### What the task requires
Go through the data below and return each line where the string "bounds" appears.

### Data listing
PR #892, opened 2022-02-16
[NMA-1196] Empty results bugfix + ui fixes

Syn-McJ:
When Explore is opened in airplane mode, the map isn't initialized and it doesn't report bounds. This is why DB query isn't triggered. This is a bad design on my part since search results shouldn't depend on the map like this.

- Removed null check for the search bounds.
- Also made some minor UI fixes.

## How Has This Been Tested?

- [ ] QA (Mobile Team)

## Checklist:


HashEngineering (approved):
Excellent.

PR #896, opened 2022-02-21
[NMA-1195 & NMA-1197 & NMA-1201] (CrowdNode) Background signup & bug fixes

Syn-McJ:
We want to continue CrowdNode signup process even if the user closed the app.

- Running signup in a CoroutineWorker with `setForeground` to assure that we the worker can broadcast transactions.
- `HiltWorkerFactory` is added to simplify DI in workers and to have Wallet in line with DashPay.
- Fixed the "Insufficient money" issue for the top-up transaction by transferring only 0.009 Dash out of the minimum required 0.01.
- Broadened the conditions for the `LockedTransaction` filter to fix the stuck signup process.

## How Has This Been Tested?

- [ ] QA (Mobile Team)

## Checklist:

### DIFF
--- a/common/src/main/java/org/dash/wallet/common/transactions/LockedTransaction.kt
+++ b/common/src/main/java/org/dash/wallet/common/transactions/LockedTransaction.kt
@@ -19,12 +19,16 @@ package org.dash.wallet.common.transactions
 
 import org.bitcoinj.core.Sha256Hash
 import org.bitcoinj.core.Transaction
-import org.dash.wallet.common.transactions.TransactionFilter
+import org.bitcoinj.core.TransactionConfidence
 
-// TODO: In the event that InstantSend is not working, then we may want to broaden the definition of
-// lock as is done in other parts of the app (seen by other peers && confidence is BUILDING)
 class LockedTransaction(private val topUpTxId: Sha256Hash): TransactionFilter {
     override fun matches(tx: Transaction): Boolean {
-        return tx.txId == topUpTxId && tx.confidence.isTransactionLocked
+        val confidence = tx.confidence
+        val type = confidence.confidenceType
+        val isLocked = confidence.isTransactionLocked ||
+                type == TransactionConfidence.ConfidenceType.BUILDING ||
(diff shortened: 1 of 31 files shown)


features/exploredash/build.gradle
```diff
@@ -53,7 +53,6 @@ dependencies {
     // Core
     implementation 'androidx.core:core-ktx:1.6.0'
     implementation 'androidx.appcompat:appcompat:1.3.1'
-    implementation 'androidx.work:work-runtime-ktx:2.6.0'
```
Syn-McJ, line 56: `ExploreSyncWorker` isn't in the explore-dash module, so this isn't needed atm. However, we might want to move the worker into the module since it would only be logical.

common/src/main/java/org/dash/wallet/common/transactions/LockedTransaction.kt
```diff
@@ -19,12 +19,16 @@ package org.dash.wallet.common.transactions
...
 class LockedTransaction(private val topUpTxId: Sha256Hash): TransactionFilter {
     override fun matches(tx: Transaction): Boolean {
-        return tx.txId == topUpTxId && tx.confidence.isTransactionLocked
+        val confidence = tx.confidence
+        val type = confidence.confidenceType
+        val isLocked = confidence.isTransactionLocked ||
+                type == TransactionConfidence.ConfidenceType.BUILDING ||
+                (type == TransactionConfidence.ConfidenceType.PENDING && confidence.numBroadcastPeers() > 1)
+
+        return tx.txId == topUpTxId && isLocked
```
HashEngineering, line 32: I thought `Transaction.getConfidence` could return `null` -- but perhaps it is not an issue if it didn't happen during previous development.

HashEngineering: Though, if `confidence` was `null` -- then there is a bug in `dashj`

HashEngineering (approved):

HashEngineering (approved):

PR #897, opened 2022-02-22
Feat(coinbase): error handling

ClaudeHangui:
The purpose of this story was to handle the case where a coinbase user would attempt to make a dash purchase for an amount over the authorised limit defined in his account

## How Has This Been Tested?

- [ ] QA (Mobile Team)

## Checklist:


integrations/coinbase-integration/src/main/res/layout/dialog_withdrawal_limit_info.xml
```diff
@@ -0,0 +1,219 @@
...
+            android:id="@+id/header_separator"
+            android:layout_width="0dp"
+            app:layout_constraintStart_toStartOf="@id/top_background"
+            app:layout_constraintEnd_toEndOf="@id/top_background"
+            android:layout_height="1dp"
+            android:layout_marginTop="12dp"
+            android:background="@color/divider_color"
+            app:layout_constraintTop_toBottomOf="@id/coinbase_header_label" />
+
+        <ImageView
```
ClaudeHangui, line 60: After a discussion with Ross, he pointed out that this `coinbase` label is actually an image

common/src/main/java/org/dash/wallet/common/Configuration.java
```diff
@@ -579,4 +582,36 @@ public void setCoinBaseUserAccountId(String accountId) {
...
+        return prefs.getString(PREFS_KEY_COINBASE_USER_INPUT_AMOUNT, null);
+    }
+
+    public void setCoinbaseUserWithdrawalRemaining(String amount){
+        prefs.edit().putString(PREFS_KEY_COINBASE_USER_WITHDRAWAL_REMAINING, amount).apply();
+    }
+
+    public String getCoinbaseUserWithdrawalRemaining() {
+        return prefs.getString(PREFS_KEY_COINBASE_USER_WITHDRAWAL_REMAINING, getCoinbaseUserWithdrawalLimitAmount());
+    }
```
Syn-McJ, line 616: We keep adding things to this Configuration class which will balloon it sooner or later beyond manageable. I'm thinking we should split it into module-specific configuration classes + a global one in the future.

common/src/main/java/org/dash/wallet/common/ui/payment_method_picker/PaymentMethodPicker.kt
```diff
@@ -90,6 +95,7 @@ class PaymentMethodPicker(context: Context, attrs: AttributeSet): ConstraintLayo
                     showSearch = false
                 ) { _, index, dialog ->
                     dialog.dismiss()
+                    analytics.logEvent(AnalyticsConstants.Coinbase.CHANGE_PAYMENT_METHOD, bundleOf())
```
Syn-McJ, line 98: This is the same mistake as before with the `EnterAmount` fragment. This component should not care about analytics, and it might be used in other integration modules. `AnalyticsService` should be injected.

common/src/main/java/org/dash/wallet/common/util/GenericUtils.java
```diff
@@ -208,4 +208,9 @@ public static String fiatToStringWithoutCurrencyCode(Fiat fiat) {
     public static String getCoinIcon(String code) {
         return  "https://raw.githubusercontent.com/jsupa/crypto-icons/main/icons/"+code.toLowerCase()+".png";
     }
+
+    public static String getLocaleCurrencyCode(){
+        NumberFormat numberFormat = NumberFormat.getCurrencyInstance(getDeviceLocale());
+        return  numberFormat.getCurrency().getCurrencyCode();
+    }
```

### Response area
When Explore is opened in airplane mode, the map isn't initialized and it doesn't report bounds. This is why DB query isn't triggered. This is a bad design on my part since search results shouldn't depend on the map like this.
- Removed null check for the search bounds.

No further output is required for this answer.